Cette semaine, l'exposition consacrée aux photographies de Larry Clark a été officiellement interdite aux moins de 18 ans (ce qui signifie, par ailleurs, que l'immense majorité des protagonistes présents sur ces clichés n'auraient pas eu le droit d'entrer dans le musée).
Raison invoquée : pornographie.
Il est largement temps de poser la question : où commence la pornographie ?

"La pornographie, c'est quand on voit des gens nus". Ah bon ? Alors, le David de Michel-Ange est une œuvre pornographique ? Autant interdire tous les musées de France, de Navarre et de l'étranger et les transformer en ateliers de calligraphie !

"Dans la pornographie, les positions sont suggestives". Même remarque. Avez-vous déjà vu des tableaux de Balthus ? Des jeunes filles dénudées, manifestement mineures, dans des poses provocantes.

"Mêmes les pornographes prétendent qu'ils font de l'art". Voilà une juste remarque. Mais n'importe qui est capable de faire la distinction entre une œuvre pornographique et une véritable œuvre d'art.
Il faut rappeler que le but essentiel (le but unique) de l'œuvre d'art, c'est l'enjeu esthétique. Ce jugement est une généralisation bien troip simpliste, évidemment, mais tout le monde peut admettre sans difficulté que cet aspect esthétique est totalement absent des films, photos, dessins ou livres pornographiques.

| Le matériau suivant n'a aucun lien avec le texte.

Issue #1946, opened 2021-03-21
Forwarded mails rejected due to SPF issue


soletan:
This is a follow-up to #1198. Solution there was to use roundcube filters for handling mail forwarding, however this doesn't work.

### Use Case

All mail sent to MIAB-account (_me@foo.com_) should be forwarded to existing mail account in different domain (_me@bar.com_).

#### Remarks

* Account _me@foo.com_ is required for accessing other MIAB services such as calendar and file sharing.
* MTA at _bar.com_ is rejecting mails on SPF fail.

### Scenario

* Add sieve-based filter in RC of MIAB account to redirect all incoming mail for _me@foo.com_ to _me@bar.com_.

   Sieve looks like this:

   ```
   # rule:[all to target]
   if true
   {
   	redirect "me@bar.com";
   }
   ```

* Send a mail e.g. from _me@bar.com_ to _me@foo.com_.
* Check log file of MTA of _bar.com_.

### Expected Result

* Mail is accepted at MTA of _bar.com_.

### Actual Result

* Mail is rejected at MTA of _bar.com_ due to MIAB MTA trying to deliver mail from original sender (me@bar.com) using original sender's address in envelope, too.

### Attempts To Solve

Did some research on this issue. Found related forum posts. Found #1198. Stumbled over [this (happens to be in German)](https://blog.sys4.de/email-forward-mit-sieve-ohne-spf-dmarc-und-dkim-konflikte-de.html). Basically, tried first sieve script example there in slightly reduced form:

```
require ["fileinto", "editheader", "variables", "regex", "envelope", "copy"];
# rule:[all to target]
if envelope :matches "From" "*" {
	deleteheader "From";
	deleteheader "To";
	addheader "From" "me@foo.com";
	addheader "Reply-To" "${1}";
	addheader "To" "me@bar.com";
	redirect "me@bar.com";
}
```

This script has been rejected due to missing plugin `editheader` (at least).

In addition, I don't think this is a feasible solution for regular users lacking in-depth knowledge about what is going on in mail delivery or even in this script.

jvolkenant:
I used to be able to get by with using an alias to forward email@mydomain.com to gmail.com for my wife, but after more people started using DMARC, gmail stopped playing nice with forwarded mail.

The way I have to do it now is just let mail land in the inbox and have gmail pop pull the mail that way it's not being forwarded.

Is something like that available for "me@bar.com"?

soletan:
[...]

PR #1949, opened 2021-03-26
#1946: fixing envelope-from on sieve redirecting

soletan:
adjusting dovecot configuration to use original recipient's address as envelope-from on redirecting mails to external MTA via sieve

### DIFF
--- a/setup/mail-dovecot.sh
+++ b/setup/mail-dovecot.sh
@@ -183,7 +183,7 @@ plugin {
   sieve_after = $STORAGE_ROOT/mail/sieve/global_after
   sieve = $STORAGE_ROOT/mail/sieve/%d/%n.sieve
   sieve_dir = $STORAGE_ROOT/mail/sieve/%d/%n
-  sieve_redirect_envelope_from = orig_recipient'
+  sieve_redirect_envelope_from = recipient
 }
 EOF
 
--- a/setup/mail-dovecot.sh
+++ b/setup/mail-dovecot.sh
@@ -183,6 +183,7 @@ plugin {
   sieve_after = $STORAGE_ROOT/mail/sieve/global_after
   sieve = $STORAGE_ROOT/mail/sieve/%d/%n.sieve
   sieve_dir = $STORAGE_ROOT/mail/sieve/%d/%n
+  sieve_redirect_envelope_from = orig_recipient'
 }
 EOF
 
@@ -191,12 +192,6 @@ EOF
 # permission later.
 cp conf/sieve-spam.txt /etc/dovecot/sieve-spam.sieve
 sievec /etc/dovecot/sieve-spam.sieve
-
-# Adjust sieve to use local account's address as envelope-from in forwarding
-# mails to external MTAs (#1946).
-grep sieve_redirect_envelope_from /etc/dovecot/conf.d/99-local-sieve.conf  &>/dev/null || \
-	sed -i /etc/dovecot/conf.d/99-local-sieve.conf -e '/^}$/ i\
-  sieve_redirect_envelope_from = orig_recipient'
 
 # PERMISSIONS
 
--- a/setup/mail-dovecot.sh
+++ b/setup/mail-dovecot.sh
@@ -192,6 +192,12 @@ EOF
 cp conf/sieve-spam.txt /etc/dovecot/sieve-spam.sieve
 sievec /etc/dovecot/sieve-spam.sieve
 
+# Adjust sieve to use local account's address as envelope-from in forwarding
+# mails to external MTAs (#1946).
+grep sieve_redirect_envelope_from /etc/dovecot/conf.d/99-local-sieve.conf  &>/dev/null || \
+	sed -i /etc/dovecot/conf.d/99-local-sieve.conf -e '/^}$/ i\
+  sieve_redirect_envelope_from = orig_recipient'
+
 # PERMISSIONS
 
 # Ensure configuration files are owned by dovecot and not world readable.


jvolkenant:
Couldn't this use `tools/editconf.py` instead?

jvolkenant:
Also.

Looking at https://doc.dovecot.org/configuration_manual/sieve/configuration/
```
sieve_redirect_envelope_from = sender (v0.4.4+)

    Specifies what envelope sender address is used for redirected messages. Normally, the Sieve “redirect” command copies the sender address for the redirected message from the processed message. So, the redirected message appears to originate from the original sender. The following values are supported for this setting:

    “sender”

        The sender address is used (default)
    “recipient”

        The final recipient address is used
    “orig_recipient”

        The original recipient is used
    “user_email” (v0.4.14+)

        The user’s primary address is used. This is configured with the “sieve_user_email” setting. If that setting is not configured, “user_mail” is equal to “sender” (the default).
    “postmaster”

        The postmaster_address configured for LDA/LMTP.
    "<user@domain>"

        Redirected messages are always sent from user@domain. The angle brackets are mandatory. The null “<>” address is also supported.

    When the envelope sender of the processed message is the null address “<>”, the envelope sender of the redirected message is also always “<>”, irrespective of what is configured for this setting.

```

If I understand this correctly.

example email:
From: original_email@originaldomain.com
To: email@mailinaboxexample.com
Sieve rule sending to external email address: external_email@externaldomain.com

`sieve_redirect_envelope_from = sender` (the default) means that external_email@externaldomain.com gets an email from original_email@originaldomain.com (which will fail due to spf/dmarc)

with the PR, 
`sieve_redirect_envelope_from = orig_recipient` means that external_email@externaldomain.com gets an email from email@mailinaboxexample.com, but it really came from original_email@originaldomain.com?

jvolkenant (changes requested):
The 99-local-sieve.conf gets recreated every script run at https://github.com/mail-in-a-box/mailinabox/blob/6653dbb2e2357462d22685a06f688f1fb02ed3cd/setup/mail-dovecot.sh#L179 I would reccomend adding this conf addition there instead.

soletan:
> 
> 
> The 99-local-sieve.conf gets recreated every script run at
> 
> https://github.com/mail-in-a-box/mailinabox/blob/6653dbb2e2357462d22685a06f688f1fb02ed3cd/setup/mail-dovecot.sh#L179
> I would reccomend adding this conf addition there instead.

Of course ... how could I miss that!?

soletan:
> mailcow handles this differently https://github.com/mailcow/mailcow-dockerized/blob/a6c165b72983d12108766e52ed402494db1c6e46/data/conf/dovecot/dovecot.conf#L506

I don't think that's a good example to adopt. I'd rather consider this a bug on their site. A MIAB box should not be granted permission to send mails on behalf of target MTA's domain in a forward, either. But that is what is required to fix SPF issues with that setup. Using orig_recipient makes sense though, as the mail has been opened and gets wrapped in another envelope, so the new envelope is actually sent by MIAB instance and thus it should read like that.

jvolkenant:
It is likely the case that 'recipient' and 'orig_recipient' are the same except when an alias is used (or other cases) (maybe?).  I pointed out mailcow (maybe others?) did it differently, maybe one way was better than another.

jvolkenant (changes requested):
has extra ' character

soletan:
Typo has been fixed.

I see your point. I was assuming `recipient` refers to the recipient in forwarding mail which is rather dumb for sure. I tried both versions myself sending mail to admin@miab-host.com which is one of the aliases forwarding mails to my actual user's account, which in turn is using sieve filter rule to forward the mail to my external MTA. In both cases the MIAB account's mail address was used in envelope from. So, AFAICS there is no remarkable difference. However, to keep things similar to similar project such as mailcow I've decided to use `recipient` as well.

jvolkenant:
So I came across this: https://discourse.mailinabox.email/t/implement-spf-srs/1533/2 from back in 2016.  There is a reply by a user pointing to this: https://support.google.com/mail/answer/175365 from google suggesting against changing the envelope sender as it will cause spam that you get to be counted against your domain.

```
We recommend that you do not change the envelope sender when forwarding email to Gmail. Sometimes, when forwarding email, the envelope sender gets changed to your domain. When this happens, Gmail may learn that your domain is sending spam, and will treat other emails from this domain as spam as well. 
```

soletan:
I suppose, if caring about GMail is an acceptance criterion it would be okay to question use of MIAB in the first place as I could live happily with GMail on its own in that case. Without this change SPF will be broken as discussed in #1946. I still consider it bad design if GMail is reference for a service that's intended to pull people off that commercial service.

I prefer proper compliance with open standards over compliance with assumptions about a commercial provider's internal mail rating algorithm. As I'm used to tell my customers over and over again: if an MTA is marking mails as spam which aren't spam, it isn't the mail's fault, but the fault of that MTA. So don't blame the sender but the receiver's filter. This is even true if that MTA is considering a sending peer MTA as spammy, even though it is complying with SPF, DNSSec, DANE and MTA-STS.

Eventually, isn't MIAB checking for spam? Isn't MIAB marking mails as spam on positive test result? Isn't it [moving marked mails to a different IMAP folder using some sieve rules configured in files](https://github.com/mail-in-a-box/mailinabox/blob/master/conf/sieve-spam.txt)? I think there is a good chance of having just a slightly more specific filter rule set up in RoundCube to prevent masses of obvious spam from being forwarded if you happen to work with a forwarded MTA that's hit by such an inaccurate and hypersensitive spam filter. But without this patch there is no option to forward _any_ mail to an MTA which is simply honouring an open standard like SPF the way it should be honoured, mostly to prevent spam from being sent in the first place. If MIAB would require SPF to pass rather than accepting softfails and neutrals, it wouldn't suffer from this spam-might-be-forwarded-issue as it does by now in the first place.

jvolkenant:
Just because a mail passes spam checks on your MIAB, doesn't mean that all mail forwarded to an external destination won't consider the mail free of spam.

I used to forward off my wife's mail to gmail. When providers started enforcing DMARC quarantine rules (outlook.com was one of the first that caused me problems). I stopped forwarding mail and enabled gmail to pop pull the mail for her account and modified the sieve order to force all her mail to her inbox (including spam since she would miss mail if it got stuck in MIAB spam folder.)  Gmail would pull mail and sort out spam and what not after it pulled. It has worked flawlessly for a few years now.

While there are "standards" for sending mail, there is no real universal standard every mail server follows.  Some like gmail, say not to do it, maybe others don't care, maybe there is one out there that drops the hammer on those types of emails.  Who knows.

We should at least mention that some mailers might consider enveloped mail spam from your domain and not the sender in mail-dovecot.sh and maybe in the forwarding documentation (not sure if there is one that recommends sieve vs alias, maybe at the end here? https://mailinabox.email/advanced-configuration.html#filtering)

La dernière remarque est peut-être la plus pertinente : "certains artistes reconnus font de la pornographie". L'acte sexuel est présent, de façon implicite ou explicite, dans de nombreuses œuvres. Des adolescentes de Rimbaud se masturbent. Zola décrit les rapports sexuels avec beaucoup de brutalité. Mais, là aussi, cela s'intègre dans un projet artistique et esthétique.
Par contre, quand on regarde un film de Catherine Breillat, on ne peut que remarquer que la "forme artistique", quasiment nulle, n'est qu'un vague prétexte aux scènes pornographiques.

jeudi 23 septembre 2010

Artistes

Pour bien connaître une culture, il faut fréquenter ses artistes de deuxième classe. Je ne sais plus vraiment qui a dit cela, mais c'est particulièrement vrai. Quelqu'un qui n'a lu que Dostoievski, Tolstoï et les grands classiques russes ne connaît pas la Russie. Pourquoi ?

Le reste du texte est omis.